C'est déjà entendu pour certains, Serge Aurier est l'erreur de casting du recrutement du PSG. Jugé et condamné après trois matchs comme titulaire, la doublure de Gregory van der Wiel méritait qu'on défende son dossier.

Serge, ton sort devrait m'être indifférent. Je devrais te remercier pour ta passe décisive samedi, ta première de la saison, me rappeler que ton vrai « club de cœur » est 700km plus au sud et est entraîné par un type sur une glacière, attendre de toucher les 12 millions d'euros que ton nouveau club a cherché à soustraire au fair-play financier. Je devrais t'oublier, te laisser à ton sort, tu savais à quoi t'attendre ou alors tu es bien naïf. Tu sais bien que Paris n'a jamais rien pardonné. Paris est une ville qui n'accueille pas, elle met au défi, il faut devenir aussi dure qu'elle, sinon elle vous dévore et ne s'excuse même pas.

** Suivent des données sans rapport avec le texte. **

PR #7111, opened 2021-09-07
Sort fields by its enum value in LogLevel.

sviatoslav-vilkovych:
## Summary

Instead sorting fields by name, fields of LogLevel sorted by its value.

Avec ton titre de meilleur arrière droit de Ligue 1, tu es monté « à la capitale » avec des références. Tu étais le défenseur le plus décisif des cinq grands championnats la saison dernière, tu sautais haut, courait vite, défendais dur, tu avais du caractère, tu bénéficiais même d'une lettre de recommandation de Didier Drogba. Mais moi, j'ai senti tout de suite que tu n'étais pas complément le bienvenu. Du moins pas plus désiré que cela. Dans un club qui a parfois connu des saisons aussi fades qu'un repas de la Sodexo, on ne réclame aujourd'hui que caviar et truffes noires à tous les repas. Gavés de mets exotiques plus chers les uns que les autres, le supporter parisien (enfin, ce qu'il est devenu) ne veut boire que des grands crus pour faire glisser. Il a oublié qu'il était parfois heureux de prendre un verre de Pichot ou se resservir une cuvée Jallet ou Ceará. Il a même toujours caché dans sa cave un château Mendy. Sauf que pour lui, le plaisir est maintenant dans l'étiquette et dans l'addition ronflante. Toi, tu n'es à ses yeux qu'un petit vin de région, un Fronton surpayé tout juste bon à assouvir la soif de supporters habitués au cubi.
Patience zéro
Alors, il t'attendait au tournant, prêt à ricaner et à te signifier qu'il attendait autre chose d'un des deux seuls achats de son été, frustré qu'il est de ne pas avoir fait chauffer la Gold de QSI. Il a même fait de Van der Wiel une statue indéboulonnable après l'avoir longtemps traité au mieux avec une douce indifférence. Laurent......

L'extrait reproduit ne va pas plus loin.